Выйдя из отделения, я увидела на улице Надю, она без церемоний обратилась ко мне:
– Иди за мной…
И потащила меня по каким-то подземельям, которые знала как свои пять пальцев, – это были камеры хранения. Здесь встречались все московские нищие. Когда мы вошли, один из них считал свою дневную добычу. Надя подошла к нему и приказала:
– А ну-ка, дай сюда деньги!
Бедолага в испуге что-то ей ответил и быстро спрятал свое сокровище в засаленную кепку. Рыдая от хохота, Надя крикнула ему:
– Что, боишься, товарищ? Как все капиталисты?

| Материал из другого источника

PR #342, opened 2019-12-17
Configure router for IPv6

Miciah:
Configure the router deployment to enable IPv4, IPv6, or both in accordance with the cluster network config.

* `pkg/operator/controller/ingress/controller.go` (`Reconcile`): Get the cluster network config and pass it to `ensureIngressController`.
(`ensureIngressController`): Add parameter for network config.  Pass the network config to `ensureRouterDeployment`.
* `pkg/operator/controller/ingress/deployment.go` (`ensureRouterDeployment`): Add parameter for network config.  Pass the network config to `desiredRouterDeployment`.
(`desiredRouterDeployment`): Add parameter for network config.  Use the network config to determine whether the cluster network uses IPv4, IPv6, or both, and set the `ROUTER_IP_V4_V6_MODE` environment variable accordingly.
* `pkg/operator/controller/ingress/deployment_test.go` (`TestDesiredRouterDeployment`): Define a network config for the test input, and verify that `desiredRouterDeployment` sets `ROUTER_IP_V4_V6_MODE` as appropriate.


pkg/operator/controller/ingress/deployment.go
```diff
@@ -408,6 +409,27 @@ func desiredRouterDeployment(ci *operatorv1.IngressController, ingressController
...
 	env = append(env, corev1.EnvVar{Name: "SSL_MIN_VERSION", Value: minTLSVersion})
 
+	usingIPv4 := false
+	usingIPv6 := false
+	for _, clusterNetworkEntry := range networkConfig.Status.ClusterNetwork {
+		addr, _, err := net.ParseCIDR(clusterNetworkEntry.CIDR)
+		if err != nil {
+			continue
+		}
+		if addr.To4() == nil {
```
danehans: I think it's a bit easier to understand if the logic is reversed:
```
		if addr.To4() != nil {
			usingIPv4 = true
		} else {
			usingIPv6 = true
		}
```

Miciah: I have reversed it.  Thanks!

ironcladlou:
/lgtm

Thanks!

ironcladlou:
/lgtm

Let's keep iterating on master.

Но малый предпочел уступить свое место и сбежал, шлепая галошами. К его галошам веревкой были привязаны газеты, чтобы было теплее. Прижавшись друг к другу, мы с Надей заснули тревожным сном. В четыре часа ночи вокзальные милиционеры, делавшие обход, узнали нас, но ничего не сказали. В семь часов моя товарка объявила мне:
– Пора завтракать!
В буфете она заказала два ломтика хлеба и два кофе со сливками. Но я чувствовала комок в горле, я спрашивала себя, как мы будем расплачиваться, не имея ни гроша. Когда мы закончили завтрак, Надя прошептала мне на ухо:
– Ну, чего ждешь? Сматываемся!
С дрожью в ногах я поднялась со своего места: я стала воровкой. Надя поцеловала меня:
– А теперь все, сама выкручивайся, мне пора на работу.
Вновь оставшись одна, я решила занять денег на проезд у Адриановой, обещая вернуть все сыну Борису в Молотовске. Деньги мне одолжила ее дочь, и 15 февраля я отправилась в обратный путь.
Я взяла билет только до города Александрова, находившегося всего в шестидесяти километрах от Москвы, в надежде проехать дальше «зайцем». Все обернулось как нельзя хуже, когда в Коноше контролер стал проверять билеты. Я притворилась спящей, но он стал трясти меня за плечо. Я что-то забормотала и отвернулась в другую сторону, но он продолжал меня трясти до тех пор, пока я не решила «проснуться» и показала ему билет. Он посмотрел на него и воскликнул:
– Но, гражданка, вы же должны были сойти в Александрове!
– Какое несчастье! Я заснула и…
– Ну, не надо выдумывать, гражданка, платите или выходите!
Следивший за мной агент МГБ веселился, зная, что я еду до Архангельска. Контролер заставил меня выйти из вагона. Тогда я обратилась к какому-то служащему:
– У меня нет денег, чтобы добраться до Архангельска, а мне туда совершенно необходимо попасть. Впустите меня в вагон, когда уйдет контролер.
Он согласился, увидев, как я вынимаю из кармана двадцатипятирублевую купюру. 17 февраля я прибыла в Архангельск, где меня ждали дальнейшие испытания.